**GOAL OF THE EXERCISE:**
In the material below, find every line with "React" and pull it out.
[EXERCISE INPUTS]
PR #5241, opened 2022-06-16
Improve UI for license restrictions on publishing (BL-11328)

StephenMcConnel:
This change is [Reviewable](https://reviewable.io/reviews/bloombooks/bloomdesktop/5241)

### DIFF
--- a/src/BloomBrowserUI/publish/ReaderPublish/MethodChooser.tsx
+++ b/src/BloomBrowserUI/publish/ReaderPublish/MethodChooser.tsx
@@ -32,8 +32,8 @@ export const MethodChooser: React.FunctionComponent = () => {
         "publish/android/method",
         "wifi"
     );
-    const saveButtonEnabled = BloomApi.useWatchString(
-        "true",
+    const isLicenseOK = BloomApi.useWatchBooleanEvent(
+        true,
         "publish-android",
         "publish/licenseOK"
     );
@@ -62,10 +62,7 @@ export const MethodChooser: React.FunctionComponent = () => {
                             )
                         }}
                     />
-                    {getStartButton(
-                        method,
-                        saveButtonEnabled.toLowerCase() === "true"
-                    )}
+                    {getStartButton(method, isLicenseOK)}
                 </div>
                 <div className={"column2"}>
                     <img
--- a/src/BloomBrowserUI/publish/ePUBPublish/ePUBPublishScreen.tsx
+++ b/src/BloomBrowserUI/publish/ePUBPublish/ePUBPublishScreen.tsx
@@ -81,8 +81,8 @@ const EPUBPublishScreenInternal: React.FunctionComponent<{
             setClosePending(true);
         }
     );
-    const saveButtonEnabled = BloomApi.useWatchString(
-        "true",
+    const isLicenseOK = BloomApi.useWatchBooleanEvent(
+        true,
         "publish-epub",
         "publish/licenseOK"
     );
@@ -109,7 +109,7 @@ const EPUBPublishScreenInternal: React.FunctionComponent<{
                 <PublishPanel>
                     <BloomButton
                         className="save-button"
-                        enabled={saveButtonEnabled.toLowerCase() === "true"}
+                        enabled={isLicenseOK}
                         clickApiEndpoint={"publish/epub/save"}
                         hasText={true}
                         l10nKey="PublishTab.Save"
--- a/src/BloomBrowserUI/publish/video/PublishAudioVideo.tsx
+++ b/src/BloomBrowserUI/publish/video/PublishAudioVideo.tsx
@@ -153,6 +153,12 @@ const PublishAudioVideoInternalInternal: React.FunctionComponent<{
         "recording"
     );
 
+    const isLicenseOK = BloomApi.useWatchBooleanEvent(
+        true,
+        "recordVideo",
+        "publish/licenseOK"
+    );
+
     const [debouncedPageTurnDelay] = useDebounce(
         avSettings.pageTurnDelay,
         1000
@@ -378,7 +384,10 @@ const PublishAudioVideoInternalInternal: React.FunctionComponent<{
                                             justify-content: center;
                                         `}
                                     >
-                                        <Button onClick={reset}>
+                                        <Button
+                                            onClick={reset}
+                                            disabled={!isLicenseOK}
+                                        >
                                             <SkipPreviousIcon
                                                 // unfortunately this icon doesn't come in a variant with a built-in circle.
                                                 // To make it match the other two we have to shrink it, make it white,
@@ -410,7 +419,10 @@ const PublishAudioVideoInternalInternal: React.FunctionComponent<{
                                                 size="1.6rem"
                                             ></CircularProgress>
                                         ) : (
-                                            <Button onClick={play}>
+                                            <Button
+                                                onClick={play}
+                                                disabled={!isLicenseOK}
+                                            >
                                                 <PlayIcon
                                                     css={css`
                                                         color: ${kBloomBlue};
@@ -421,7 +433,10 @@ const PublishAudioVideoInternalInternal: React.FunctionComponent<{
                                         )}
                                         <Button
                                             onClick={pause}
-                                            disabled={isPauseButtonDisabled}
+                                            disabled={
+                                                isPauseButtonDisabled ||
+                                                !isLicenseOK
+                                            }
                                         >
                                             <PauseIcon
                                                 css={css`
@@ -501,7 +516,7 @@ const PublishAudioVideoInternalInternal: React.FunctionComponent<{
                                     </ErrorBox>
                                 )}
                                 <BloomButton
-                                    enabled={!recording}
+                                    enabled={!recording && isLicenseOK}
                                     l10nKey="PublishTab.RecordVideo.Record"
                                     l10nComment="'Record' as in 'Record a video recording'"
                                     clickApiEndpoint="publish/av/recordVideo"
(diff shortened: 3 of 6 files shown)


andrew-polk (changes requested):
If I remember from when I created the issue, I think the audio/video preview wasn't loading if license wasn't ok which in turn meant you couldn't change the language. Is that what you see? I don't see anything in this PR to address that. 
Ideally (I think), we would allow the preview to load so the user can change languages. If we can't do that, we shouldn't let the preview show an error.

> *[Reviewable](https://reviewable.io/reviews/bloombooks/bloomdesktop/5241#-:-N4ikXUo2vhEBw7wIjyy:buq86vt)* status: :shipit: complete! all files reviewed, all discussions resolved (waiting on @StephenMcConnel)

andrew-polk (changes requested):
> *[Reviewable](https://reviewable.io/reviews/bloombooks/bloomdesktop/5241)* status: all files reviewed, 1 unresolved discussion (waiting on @StephenMcConnel)

___
*[`src/BloomExe/Publish/Video/PublishAudioVideoAPI.cs` line 236 at r1](https://reviewable.io/reviews/bloombooks/bloomdesktop/5241#-N4mhRze7awHhbzA3M6g:-N4mhRzfE6Npw-SXkPeL:b4umxv3) ([raw file](https://github.com/bloombooks/bloomdesktop/blob/30433007a840cc8242089d91e22e1e5e2de42cbe/src/BloomExe/Publish/Video/PublishAudioVideoAPI.cs#L236)):*
> ```Smalltalk
> 			if (request.CurrentBook?.ActiveLanguages != null)
> 			{
> 				var message = new LicenseChecker().CheckBook(request.CurrentBook, request.CurrentBook.ActiveLanguages.ToArray());
> ```

I might be wrong, but I think this is the wrong list of languages to use.
Isn't this the languages active in the book in edit mode? i.e. won't there only be more than one language here if the book is bi- or trilingual?

BloomPUBs can and do contain all the languages in a book unless turned off.

I think you used the same param for epub in the 5.2 change. It might be right there... I'm not sure 100% sure about that either. I guess it needs to be triggered on the same thing which triggers the message in both cases.



_Code quote:_
```Smalltalk
request.CurrentBook.ActiveLanguages
```

StephenMcConnel (commented):
I think the audio/video preview doesn't load only if none of the languages in the book are valid for the license.  If any of them are valid, I don't know how you would restrict creating a video from the book with a restricted license rather than an allowed license if the preview allows choosing the language.  I suspect this requires more thinking and design, and possibly another card specific to audio/video publishing.  In particular the language choice checkboxes from publish to BloomPub need to also be present in the publish to Audio or Video tool.
I suppose feeding the current language choice out of bloom-player back to C# might work as well, but I have not idea how to pull that off.

> *[Reviewable](https://reviewable.io/reviews/bloombooks/bloomdesktop/5241#-:-N51HI701mwY_N1AHLAk:b-pghiau)* status: all files reviewed, 1 unresolved discussion (waiting on @andrew-polk)

___
*[`src/BloomExe/Publish/Video/PublishAudioVideoAPI.cs` line 236 at r1](https://reviewable.io/reviews/bloombooks/bloomdesktop/5241#-N4mhRze7awHhbzA3M6g:-N51Dyr92mfVa_-kj2Ee:b-22pzc0) ([raw file](https://github.com/bloombooks/bloomdesktop/blob/7a50088f77403cb7b07e6cde7164ef74e8c6fe27/src/BloomExe/Publish/Video/PublishAudioVideoAPI.cs#L236)):*

I might be wrong, but I think this is the wrong list of languages to use.
Isn't this the languages active in the book in edit mode? i.e. won't there only be more than one language here if the book is bi- or trilingual?

BloomPUBs can and do contain all the languages in a book unless turned off.

I think you used the same param for epub in the 5.2 change. It might be right there... I'm not sure 100% sure about that either. I guess it needs to be triggered on the same thing which triggers the message in both cases.
</blockquote></details>

I changed this to use the result from checking _publishToAndroidApi.MakeBloompubPreview().
In ePUBs, I think only the current ActiveLanguages  are published (if bilingual books are even allowed), so that should be okay I think.

andrew-polk (changes requested):
> *[Reviewable](https://reviewable.io/reviews/bloombooks/bloomdesktop/5241)* status: all files reviewed, 2 unresolved discussions (waiting on @StephenMcConnel)

___
*[`src/BloomExe/Publish/Android/PublishToAndroidApi.cs` line 612 at r2](https://reviewable.io/reviews/bloombooks/bloomdesktop/5241#-N51j2LY-OnZeOut-Zyg:-N51j2LY-OnZeOut-Zyh:b-nq1235) ([raw file](https://github.com/bloombooks/bloomdesktop/blob/c69766277985d666898cd7252b6557e35d9344f9/src/BloomExe/Publish/Android/PublishToAndroidApi.cs#L612)):*
> ```Smalltalk
> 					LicenseOK = false;
> 					_webSocketServer.SendString(kWebSocketContext, kWebsocketState_LicenseOK, "false");
> 					if (!forVideo)
> ```

I don't think I understand the implications of this. Does not returning mean we will produce the preview anyway?
___
*[`src/BloomExe/Publish/Video/PublishAudioVideoAPI.cs` line 233 at r2](https://reviewable.io/reviews/bloombooks/bloomdesktop/5241#-N51i_hADkmu-mOGzISu:-N51i_hADkmu-mOGzISv:bjbtn7f) ([raw file](https://github.com/bloombooks/bloomdesktop/blob/c69766277985d666898cd7252b6557e35d9344f9/src/BloomExe/Publish/Video/PublishAudioVideoAPI.cs#L233)):*
> ```Smalltalk
> 		{
> 			_publishToAndroidApi.MakeBloompubPreview(request, true);
> 			_webSocketServer.SendString("recordVideo", "publish/licenseOK", _publishToAndroidApi.LicenseOK ? "true" : "false");
> ```

Is this line needed if we are sending the same message on the same socket in `MakeBloomPubForPreview`?

StephenMcConnel (commented):
> *[Reviewable](https://reviewable.io/reviews/bloombooks/bloomdesktop/5241)* status: all files reviewed, 2 unresolved discussions (waiting on @andrew-polk)

___
*[`src/BloomExe/Publish/Android/PublishToAndroidApi.cs` line 612 at r2](https://reviewable.io/reviews/bloombooks/bloomdesktop/5241#-N51j2LY-OnZeOut-Zyg:-N51lopJ4lVo8jigC218:b-wo1la1) ([raw file](https://github.com/bloombooks/bloomdesktop/blob/c69766277985d666898cd7252b6557e35d9344f9/src/BloomExe/Publish/Android/PublishToAndroidApi.cs#L612)):*

I don't think I understand the implications of this. Does not returning mean we will produce the preview anyway?
</blockquote></details>

Yes, not returning means that the preview is produced even with the warning in the logbox.
___
*[`src/BloomExe/Publish/Video/PublishAudioVideoAPI.cs` line 233 at r2](https://reviewable.io/reviews/bloombooks/bloomdesktop/5241#-N51i_hADkmu-mOGzISu:-N51lyHWBEXy7LHwjkFV:bx6nvgg) ([raw file](https://github.com/bloombooks/bloomdesktop/blob/c69766277985d666898cd7252b6557e35d9344f9/src/BloomExe/Publish/Video/PublishAudioVideoAPI.cs#L233)):*

Is this line needed if we are sending the same message on the same socket in `MakeBloomPubForPreview`?
</blockquote></details>

The message is not sent with the same context in the other file.  I suppose we have the information there so that we could use the "recordVideo" context.

andrew-polk (changes requested):
I agree it seems we need further design to determine how that situation should be handled.

> *[Reviewable](https://reviewable.io/reviews/bloombooks/bloomdesktop/5241#-:-N51oATY-8W3arSDlNd1:b-o2b2rn)* status: all files reviewed, 1 unresolved discussion (waiting on @StephenMcConnel)

___
*[`src/BloomExe/Publish/Android/PublishToAndroidApi.cs` line 612 at r2](https://reviewable.io/reviews/bloombooks/bloomdesktop/5241#-N51j2LY-OnZeOut-Zyg:-N51nstGB_mKTzOxwXQ5:bvs61bw) ([raw file](https://github.com/bloombooks/bloomdesktop/blob/c69766277985d666898cd7252b6557e35d9344f9/src/BloomExe/Publish/Android/PublishToAndroidApi.cs#L612)):*

Yes, not returning means that the preview is produced even with the warning in the logbox.
</blockquote></details>

As discussed, let's not create the preview since that seems to be what the BloomPub tab is doing currently if it doesn't have a valid license.
___
*[`src/BloomExe/Publish/Video/PublishAudioVideoAPI.cs` line 233 at r2](https://reviewable.io/reviews/bloombooks/bloomdesktop/5241#-N51i_hADkmu-mOGzISu:-N51o16Z5FN92eNDAXZD:b-sfoyt1) ([raw file](https://github.com/bloombooks/bloomdesktop/blob/c69766277985d666898cd7252b6557e35d9344f9/src/BloomExe/Publish/Video/PublishAudioVideoAPI.cs#L233)):*

The message is not sent with the same context in the other file.  I suppose we have the information there so that we could use the "recordVideo" context.
</blockquote></details>

Ok, sorry; for some reason, I had convinced myself they were the same previously.

StephenMcConnel (commented):
> *[Reviewable](https://reviewable.io/reviews/bloombooks/bloomdesktop/5241)* status: all files reviewed, 1 unresolved discussion (waiting on @andrew-polk)

___
*[`src/BloomExe/Publish/Android/PublishToAndroidApi.cs` line 612 at r2](https://reviewable.io/reviews/bloombooks/bloomdesktop/5241#-N51j2LY-OnZeOut-Zyg:-N51qVEH1rrhCvu88pKb:b-896fix) ([raw file](https://github.com/bloombooks/bloomdesktop/blob/c69766277985d666898cd7252b6557e35d9344f9/src/BloomExe/Publish/Android/PublishToAndroidApi.cs#L612)):*

As discussed, let's not create the preview since that seems to be what the BloomPub tab is doing currently if it doesn't have a valid license.
</blockquote></details>

Done.

andrew-polk (approved):
> *[Reviewable](https://reviewable.io/reviews/bloombooks/bloomdesktop/5241)* status: :shipit: complete! all files reviewed, all discussions resolved (waiting on @StephenMcConnel)

PR #5247, opened 2022-06-18
Fix BL-11319

hatton:
This change is [Reviewable](https://reviewable.io/reviews/bloombooks/bloomdesktop/5247)

### DIFF
--- a/src/BloomExe/web/BloomServer.cs
+++ b/src/BloomExe/web/BloomServer.cs
@@ -741,13 +741,21 @@ namespace Bloom.Api
 					}
 				}
 			}
+			// This was REMOVED to fix BL-11319. Problems with it:
+			// 1) it is now testing localPath AFTER we've already moved on to "path"
+			// 2) it is tesing the infor.RawUrl, again, after we've already move on to locaPath and then path
+			// 3) I can't reproduce the original problem of BL-3835 any more, if I remove it.
+			// 4) The unit test that came with the PR now passes without this code. (https://github.com/BloomBooks/BloomDesktop/pull/1221)
+			/*
+			 * 
 			// Use '%25' to detect that the % in a Url encoded character (for example space encoded as %20) was encoded as %25.
 			// In this example we would have %2520 in info.RawUrl and %20 in localPath instead of a space.  Note that if an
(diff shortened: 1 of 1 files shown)


hatton (commented):
The code is *so very wrong* that I don't think it makes sense to make a test. There are infinite numbers of *so very wrong* bits of code we could insert :-)

> *[Reviewable](https://reviewable.io/reviews/bloombooks/bloomdesktop/5247#-:-N50QEqJ2GkWPsT5yiqO:b-j4m0r8)* status: all files reviewed, 1 unresolved discussion (waiting on @hatton)

hatton (commented):
> *[Reviewable](https://reviewable.io/reviews/bloombooks/bloomdesktop/5247)* status: all files reviewed, 1 unresolved discussion (waiting on @JohnThomson)

___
[/EXERCISE INPUTS]
**RESPONSE AREA:**
@@ -32,8 +32,8 @@ export const MethodChooser: React.FunctionComponent = () => {
@@ -62,10 +62,7 @@ export const MethodChooser: React.FunctionComponent = () => {
@@ -81,8 +81,8 @@ const EPUBPublishScreenInternal: React.FunctionComponent<{
@@ -109,7 +109,7 @@ const EPUBPublishScreenInternal: React.FunctionComponent<{
@@ -153,6 +153,12 @@ const PublishAudioVideoInternalInternal: React.FunctionComponent<{
@@ -378,7 +384,10 @@ const PublishAudioVideoInternalInternal: React.FunctionComponent<{
@@ -410,7 +419,10 @@ const PublishAudioVideoInternalInternal: React.FunctionComponent<{
@@ -421,7 +433,10 @@ const PublishAudioVideoInternalInternal: React.FunctionComponent<{
@@ -501,7 +516,7 @@ const PublishAudioVideoInternalInternal: React.FunctionComponent<{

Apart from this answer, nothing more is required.